Слушание дела Акивы началось в августе 1946 года и, как ранее было согласовано, его приговорили всего к шести месяцам заключения. Все мы встретили это с удовлетворением. Нас обрадовало, что пресса, в результате предпринятых нами усилий, держалась умеренно, в духе вынесенного приговора. Мы верили, что, отбыв заключение, Акива вернется в Эрец-Исраэль.
Но судьба была против нас. Сирийские власти стали требовать от Ливана выдачи Акивы, поскольку он был осужден как сирийский гражданин. Я вынужден был еще до этого вернуться в Эрец-Исраэль, так как возрастали опасения, что меня постигнет участь моего товарища. В Ливане не осталось ни одного человека кто мог бы добиваться предотвращения выдачи Акивы Сирии, его выдали. Акива был переведен в Дамаск. Там и была установлена его подлинная личность. Усилия защиты не помогли, и Акива был приговорен к трем годам заключения. Он сидел в сирийской тюрьме, когда началась Война за Независимость и было создано Государство Израиль. Положение Акивы в сирийской тюрьме стало еще тяжелее, но за присущее ему мужество его уважали некоторые заключенные и были готовы защищать его от новых нападок. Мы понимали, что любой наш неосмотрительный шаг может навлечь на него несчастье. До нас дошли сведения, что сирийцы не намерены освободить его по истечении срока наказания. В конце 1949 года, когда я в составе израильской делегации был на переговорах по прекращению огня с Египтом, я обратился к своему другу, наблюдателю ООН, с просьбой выяснить каково положение Акивы. Иосеф Фогель из Эйн-Гевы, возглавлявший израильскую делегацию на переговорах о прекращении огня с Сирией, неустанно добивался освобождения Акивы. Весной 1950 года, после пяти с половиной лет тюрьмы, он был возвращен в Израиль благодаря помощи представителей ООН в Дамаске.

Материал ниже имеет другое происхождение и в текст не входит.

PR #748, opened 2021-03-23
Detect raw pointer argument inside of function pointer

dtolnay:
Fixes https://github.com/dtolnay/cxx/pull/689#discussion_r599192164.

Follow-up to #689.


dtolnay:
I filed #749 to follow up on the code quality issue of having this check duplicated separately for extern functions vs function pointers.

PR #752, opened 2021-03-23
Disable lint jobs on pull requests

dtolnay:
We have been using this approach on the serde repo since last year and it works well (https://github.com/serde-rs/serde/blob/v1.0.125/.github/workflows/ci.yml#L155). It's quite common for Clippy to have low-value lints that we are better off disabling, but a contributor is not necessarily equipped to decide whether to suppress or resolve a lint, and consequently a clippy CI job can end up encouraging PRs submitted with needless workarounds.

### DIFF
--- a/.github/workflows/ci.yml
+++ b/.github/workflows/ci.yml
@@ -94,6 +94,7 @@ jobs:
   clippy:
     name: Clippy
     runs-on: ubuntu-latest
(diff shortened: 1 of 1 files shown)


dtolnay (commented):
Screenshot from 2021-03-22 19-49-30

PR #779, opened 2021-03-26
Allow mutable return reference on signatures with any lifetime in argument

### LINKED ISSUE #765: Allow mutable return reference on signatures with any lifetime in argument
As of #608 now that extern types defined in the bridge can be generic over lifetimes, it no longer makes sense to expect specifically a reference in one of the function arguments of a function that returns a mutable reference. The following two signatures would be perfectly valid:

```rust
#[cxx::bridge]
mod ffi {
    extern "Rust" {
        type Thing<'a>;
    }

    unsafe extern "C++" {
        fn f<'a>(t: Box<Thing<'a>>) -> &'a mut i32;
        fn g(t: Box<Thing>) -> &mut i32;  // same thing, with lifetime elision
    }
}

pub struct Thing<'a>(&'a mut i32);
```

Current behavior:

```console
error[cxxbridge]: &mut return type is not allowed unless there is a &mut argument
  ┌─ src/main.rs:8:9
  │
8 │         fn f<'a>(t: Box<Thing<'a>>) -> &'a mut i32;
  │         ^^^^^^^^^^^^^^^^^^^^^^^^^^^^^^^^^^^^^^^^^^^ &mut return type is not allowed unless there is a &mut argument

error[cxxbridge]: &mut return type is not allowed unless there is a &mut argument
  ┌─ src/main.rs:9:9
  │
9 │         fn g(t: Box<Thing>) -> &mut i32;
  │         ^^^^^^^^^^^^^^^^^^^^^^^^^^^^^^^^ &mut return type is not allowed unless there is a &mut argument
```

dtolnay:
Fixes #765.

### DIFF
--- a/syntax/check.rs
+++ b/syntax/check.rs
@@ -1,5 +1,6 @@
 use crate::syntax::atom::Atom::{self, *};
 use crate::syntax::report::Errors;
+use crate::syntax::visit::{self, Visit};
 use crate::syntax::{
     error, ident, trivial, Api, Array, Enum, ExternFn, ExternType, Impl, Lang, NamedType, Ptr,
     Receiver, Ref, Signature, SliceRef, Struct, Trait, Ty1, Type, TypeAlias, Types,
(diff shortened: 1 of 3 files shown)


jaques-sam:
Hello, I don't really get why an argument needs to be provided in that case.
How do I define an extern C++ function call like this one?:
```cpp
Logger &logger();
```

I tried this, but I still get this weird error:
```rust
     ┌─ src/main.rs:32:9
     │
  32 │         fn logger<'static>() -> Pin<&'static mut Logger>;  // not working :'(
     │         ^^^^^^^^^^^^^^^^^^^^^^^^^^^^^^^^^^^^^^^^^^^^^^^^^ &mut return type is not allowed unless there is a &mut argument
```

Я покидал Сирию и Ливан, уверенный в том, что дела, связанные с Хаганой, находятся в надежных руках местной еврейской молодежи. Для пущей осторожности я отправился домой в машине депутата парламента, что открывало мне путь через все пограничные заставы при свете дня. На одном из поворотов дороги я вышел из машины и через час ходьбы по горному склону добрался до Кфар-Гилади.
Моя вторая миссия в Сирии и Ливане завершалась. Вторая, но не последняя.
Глава пятая
ОФИЦЕР ШТАБА РАЗВЕДКИ
После "черной субботы" (29 июня 1946 года), когда английские мандатные власти усилили борьбу против движения еврейского Сопротивления, в Бейрут перестали поступать известия из Эрец-Исраэль. Сведения о мрачных событиях "черной субботы" - об арестах руководителей ишува и Хаганы, о повсеместных обысках в киббуцах в целях обнаружения оружия, о многочисленных арестах среди молодежи в лагерях Рафиаха - я почерпнул из арабской печати. На все лады под броскими заголовками сообщалось о сокрушительном ударе, нанесенном ишуву английской армией. Авторы статей со своим необузданным воображением сообщали о многочисленных убитых подпольщиках, о полном разрушении ишува и о конфискации больших партий оружия.

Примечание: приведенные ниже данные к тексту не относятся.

Issue #830, opened 2021-04-13
Duplicate const generated on cxx::bridge file in C++


andfoy:
Thanks for your work on this useful library! Right now I'm using `cxx::bridge` to provide Elixir bindings for PyTorch via Rustler (https://github.com/andfoy/extorch). I'm trying to use a  `rust::Slice` with `std::shared_ptr<CrossTensor>`, where `CrossTensor` is a C++ opaque type as follows:

```rust
/// Index a tensor using a list of tensors.
fn index(
    tensor: &SharedPtr<CrossTensor>,
    indices: &[&SharedPtr<CrossTensor>]
) -> Result<SharedPtr<CrossTensor>>;
``` 

Where index has the following signature:

```c++
std::shared_ptr<CrossTensor> index(
    const std::shared_ptr<CrossTensor> &tensor,
    rust::Slice<const std::shared_ptr<CrossTensor>&> indices);
```

When I try to compile the library, it seems that the code generator is producing a bridge signature with duplicate `const` keywords, which causes compilation errors:

```c++
::rust::repr::PtrLen cxxbridge1$index(const ::std::shared_ptr<::CrossTensor> &tensor, ::rust::Slice<const const ::std::shared_ptr<::CrossTensor> &> indices, ::std::shared_ptr<::CrossTensor> *return$) noexcept 
```

I don't know if the `&[&SharedPtr<CrossTensor>]` declaration is malformed or if I should not use a slice in this case. I would appreciate any help with this issue.

dtolnay:
This looks similar to #750. We will need to generate something like `rust::Slice<const std::shared_ptr<CrossTensor> &const>` (I think...).

- One `const` is the one in `const shared_ptr<T> &` corresponding to your `&SharedPtr<T>`;
- The other `const` is the one in `rust::Slice<const T>` corresponding to your `&[T]`.

andfoy:
I've just opened https://github.com/dtolnay/cxx/pull/831, that should fix the duplicate const const

PR #831, opened 2021-04-13
Prevent emitting const const on C++ codegen when using a Slice with a reference

andfoy:
Fixes https://github.com/dtolnay/cxx/issues/830

### DIFF
--- a/gen/src/write.rs
+++ b/gen/src/write.rs
@@ -1207,17 +1207,15 @@ fn write_type(out: &mut OutFile, ty: &Type) {
             if slice.mutability.is_none() {
                 match slice.inner {
                     Type::Ref(_) => {
-                        write_type(out, &slice.inner);
-                        write!(out, "const");
+                        write!(out, "");
                     }
                     _ => {
                         write!(out, "const ");
                         write_type(out, &slice.inner);
                     }
                 }
-            } else {
-                write_type(out, &slice.inner);
             }
+            write_type(out, &slice.inner);
             write!(out, ">");
         }
         Type::Fn(f) => {
--- a/gen/src/write.rs
+++ b/gen/src/write.rs
@@ -1208,7 +1208,7 @@ fn write_type(out: &mut OutFile, ty: &Type) {
                 match slice.inner {
                     Type::Ref(_) => {
                         write_type(out, &slice.inner);
-                        write!(out, "const")
+                        write!(out, "const");
                     }
                     _ => {
                         write!(out, "const ");
--- a/gen/src/write.rs
+++ b/gen/src/write.rs
@@ -1205,7 +1205,14 @@ fn write_type(out: &mut OutFile, ty: &Type) {
         Type::SliceRef(slice) => {
             write!(out, "::rust::Slice<");
             if slice.mutability.is_none() {
-                write!(out, "const ");
+                match slice.inner {
+                    Type::Ref(_) => {
+                        write!(out, "");
+                    }
+                    _ => {
+                        write!(out, "const ");
+                    }
+                }
             }
             write_type(out, &slice.inner);
             write!(out, ">");
--- a/gen/src/write.rs
+++ b/gen/src/write.rs
@@ -1207,14 +1207,17 @@ fn write_type(out: &mut OutFile, ty: &Type) {
             if slice.mutability.is_none() {
                 match slice.inner {
                     Type::Ref(_) => {
-                        write!(out, "");
+                        write_type(out, &slice.inner);
+                        write!(out, "const")
                     }
                     _ => {
                         write!(out, "const ");
+                        write_type(out, &slice.inner);
                     }
                 }
+            } else {
+                write_type(out, &slice.inner);
             }
-            write_type(out, &slice.inner);
             write!(out, ">");
         }
         Type::Fn(f) => {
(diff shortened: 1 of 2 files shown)


gen/src/write.rs
```diff
@@ -1205,7 +1205,14 @@ fn write_type(out: &mut OutFile, ty: &Type) {
         Type::SliceRef(slice) => {
             write!(out, "::rust::Slice<");
             if slice.mutability.is_none() {
-                write!(out, "const ");
+                match slice.inner {
+                    Type::Ref(_) => {
+                        write!(out, "");
```
andfoy, line 1210: @dtolnay Should I also add the const write here?

gen/src/write.rs
```diff
@@ -1205,9 +1205,19 @@ fn write_type(out: &mut OutFile, ty: &Type) {
         Type::SliceRef(slice) => {
             write!(out, "::rust::Slice<");
             if slice.mutability.is_none() {
-                write!(out, "const ");
+                match slice.inner {
+                    Type::Ref(_) => {
```
andfoy, line 1209: @dtolnay Do I need to consider other types here?

dtolnay: Yeah slices of pointers are still affected:

```console
$ echo '#[cxx::bridge] mod ffi { extern "Rust" { fn f(x: &[*const u8]); }}' | cargo run --manifest-path gen/cmd/Cargo.toml -- --header - | tail -1

void f(::rust::Slice<const const ::std::uint8_t *> x) noexcept;
```

dtolnay (changes requested):
This turns out not to fix #830. :confused: 

```cpp
#include "rust/cxx.h"
void f(::rust::Slice<const ::std::uint8_t &const> x) noexcept;
```

```console
$ clang++-11 -std=c++20 main.cc -Wall
main.cc:2:44: error: 'const' qualifier may not be applied to a reference
void f(::rust::Slice<const ::std::uint8_t &const> x) noexcept;
                                           ^
$ g++-10 -std=c++20 main.cc -Wall
main.cc:2:44: error: ‘const’ qualifiers cannot be applied to ‘const uint8_t&’ {aka ‘const unsigned char&’}
  2 | void f(::rust::Slice<const ::std::uint8_t &const> x) noexcept;
    |                                            ^~~~~
```

andfoy:
It seems that a container cannot hold references either: https://stackoverflow.com/questions/1155142/why-do-i-get-an-error-in-forming-reference-to-reference-type-map, instead one should wrap a reference around `std::reference_wrapper`, however, I don't know how to extend Slice to convert a reference into a `reference_wrapper`

dtolnay:
Maybe with a [partial template specialization](https://en.cppreference.com/w/cpp/language/partial_specialization) in cxx.h which applies to instantiations of `rust::Slice<T &>`?

```cpp
template <typename T>
class Slice<T &> final {
    /*...*/
};
```

Alternatively it's possible we can fix this purely by using the existing partial specialized helpers that already exist in `<type_traits>`. For example instead of:

https://github.com/dtolnay/cxx/blob/064cf12b7850e4a3e2e09134eeea8fc619e60792/include/cxx.h#L170

we'd have:

```diff
-   T &operator[](std::size_t n) const noexcept;
+   std::add_lvalue_reference<T>::type operator[](std::size_t n) const noexcept;
```

According to https://en.cppreference.com/w/cpp/types/add_reference that has the semantics we want.

> If `T` is a function type that has no cv- or ref- qualifier or an object type, provides a member typedef `type` which is `T&`. If `T` is an rvalue reference to some type `U`, then `type` is `U&`. Otherwise, `type` is `T`.

In other words `rust::Slice<const Struct>::operator[]` would return `const Struct &`, whereas `rust::Slice<const Struct &>::operator[]` would *also* return `const Struct &`, because add_lvalue_reference is instantiated with a type that is already a reference.

andfoy:
> In other words rust::Slice<const Struct>::operator[] would return const Struct &, whereas rust::Slice<const Struct &>::operator[] would also return const Struct &, because add_lvalue_reference is instantiated with a type that is already a reference.

Sounds like it would fix the issue, let me update the PR!

andfoy:
I think it is necessary to update the generated cxx.cc file to consider `add_lvalue_reference` 

```
error: no declaration matches ‘T& rust::cxxbridge1::Slice<T>::operator[](std::size_t) const
```

andfoy:
I tried this change locally, and it seems to work, although I have to use `std::reference_wrapper` on the signature

```rust
match &slice.inner {
    Type::Ref(r) => {
        // let inner_ref = r.inner;
        write!(out, "std::reference_wrapper<");
        write_type(out, &r.inner);
        write!(out, ">");
    }
    _ => {
        write!(out, "const ");
        write_type(out, &slice.inner);
    }
}
```

```c++
std::shared_ptr<CrossTensor> index(
    const std::shared_ptr<CrossTensor> &tensor,
    rust::Slice<std::reference_wrapper<CrossTensorRef>> indices);
```

andfoy:
@dtolnay, do you prefer using `std::reference_wrapper` here?

gen/src/write.rs
sara192: > @dtolnay Do I need to consider other types here?

You

TheZoq2:
Any chance of this being merged? I ran into the issue described in #830 so having a fix would be nice. I'd be happy to help out if some work is needed to get it done :)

Меня охватила тревога. Каждое место, упомянутое в газетах, было мне знакомо как база Палмаха. Хотя я знал неуемную фантазию арабских газетчиков, сомнения разъедали мне душу и лишали меня покоя, так как одни и те же названия повторялись изо дня в день. Я покинул Бейрут и приехал в Тель-Авив. Но мне не удалось найти ни одного из моих командиров. Я отправился в кафе "Атара" и "Косит" в надежде, что как обычно встречу там кого-нибудь, однако состав их посетителей совершенно изменился. Позднее мне рассказали, что оба кафе были в числе тех, куда Хагана запретила заходить своим членам из соображений предосторожности. На следующий день я решил пойти в кафе "Маор", находившееся тогда на улице Алленби вблизи исполкома Гистадрута. В кафе я занял наблюдательную позицию против входа. Я разглядывал входящих и выходящих, но не заметил ни одного знакомого лица. Вдруг мое внимание привлек один из посетителей - человек с бородой, в белой рубашке с длинными рукавами и в полотняных брюках. Он бросал в мою сторону испытующие взгляды. Я решил поторопиться убраться, однако маленькие улыбающиеся глазки этого человека казались мне очень знакомыми и все же я не узнавал его. Вдруг в моем мозгу вспыхнуло: да ведь это начальник генерального штаба Хаганы Ицхак Садэ! Я не двинулся с места. Чуть позже в кафе появился молодой человек со светлыми коротко постриженными волосами, в очках, при галстуке и со шляпой в руках. Типичный городской юноша, ничем не напоминающий киббуцника, которого я так хорошо знал - Игала Аллона, командира Палмаха. Мы скрыли нашу радость, и встреча проходила почти в атмосфере равнодушия. Я понял, что штаб Палмаха был переведен из киббуца Мизра в Изреельской долине в коммерческий центр Тель-Авива.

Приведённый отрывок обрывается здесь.